> [Extracted records]
PR #698, opened 2026-09-10
fix:update about page to display actual plugin count

LuYishan-4:
> [!WARNING]

## What does this change?

Add plugin count support to the Caelestia shell and About page.

The plugin IPC handler is registered by `PluginLoader.qml`, keeping it alongside
the plugin-loading logic instead of placing it directly in `shell.qml`.

The About page displays the number of enabled plugins through:

```bash
caelestia shell plugins count
```

The count includes enabled Quickshell plugins and enabled KWin effects, while
disabled plugins are excluded.

## How did you test it?

- Updated the active Quickshell configuration under:
  ```text
  ~/.config/quickshell/caelestia/
  ```
- Restarted the Caelestia shell.
- Verified the IPC target:
  ```bash
  caelestia-shell-ipc show
  ```
- Verified the plugin count:
  ```bash
  caelestia shell plugins count
  ```
- Confirmed the count includes enabled Quickshell plugins and KWin effects.
- Confirmed disabled plugins are excluded from the count.

## Type

- [x] Bug fix
- [x] New feature
- [ ] Config / theme
- [ ] Docs
- [ ] Refactor
- [ ] Other

## Notes for reviewers

The `plugins` IPC target is owned by `PluginLoader.qml`. The count is based on
discovered plugin metadata and each plugin's `enabled` state. KWin effects are
included alongside Quickshell plugins, while unrelated or disabled entries are
excluded.


shell/services/PluginLoader.qml
```diff
@@ -25,6 +27,16 @@ Item {
 
     signal pluginsReloaded()
 
+    function updateEnabledCount() {
```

> [Directions for this task] Produce the whole listing again, exactly as it reads above.

> [Result below]
PR #698, opened 2026-09-10
fix:update about page to display actual plugin count

LuYishan-4:
> [!WARNING]

## What does this change?

Add plugin count support to the Caelestia shell and About page.

The plugin IPC handler is registered by `PluginLoader.qml`, keeping it alongside
the plugin-loading logic instead of placing it directly in `shell.qml`.

The About page displays the number of enabled plugins through:

```bash
caelestia shell plugins count
```

The count includes enabled Quickshell plugins and enabled KWin effects, while
disabled plugins are excluded.

## How did you test it?

- Updated the active Quickshell configuration under:
  ```text
  ~/.config/quickshell/caelestia/
  ```
- Restarted the Caelestia shell.
- Verified the IPC target:
  ```bash
  caelestia-shell-ipc show
  ```
- Verified the plugin count:
  ```bash
  caelestia shell plugins count
  ```
- Confirmed the count includes enabled Quickshell plugins and KWin effects.
- Confirmed disabled plugins are excluded from the count.

## Type

- [x] Bug fix
- [x] New feature
- [ ] Config / theme
- [ ] Docs
- [ ] Refactor
- [ ] Other

## Notes for reviewers

The `plugins` IPC target is owned by `PluginLoader.qml`. The count is based on
discovered plugin metadata and each plugin's `enabled` state. KWin effects are
included alongside Quickshell plugins, while unrelated or disabled entries are
excluded.


shell/services/PluginLoader.qml
```diff
@@ -25,6 +27,16 @@ Item {
 
     signal pluginsReloaded()
 
+    function updateEnabledCount() {
```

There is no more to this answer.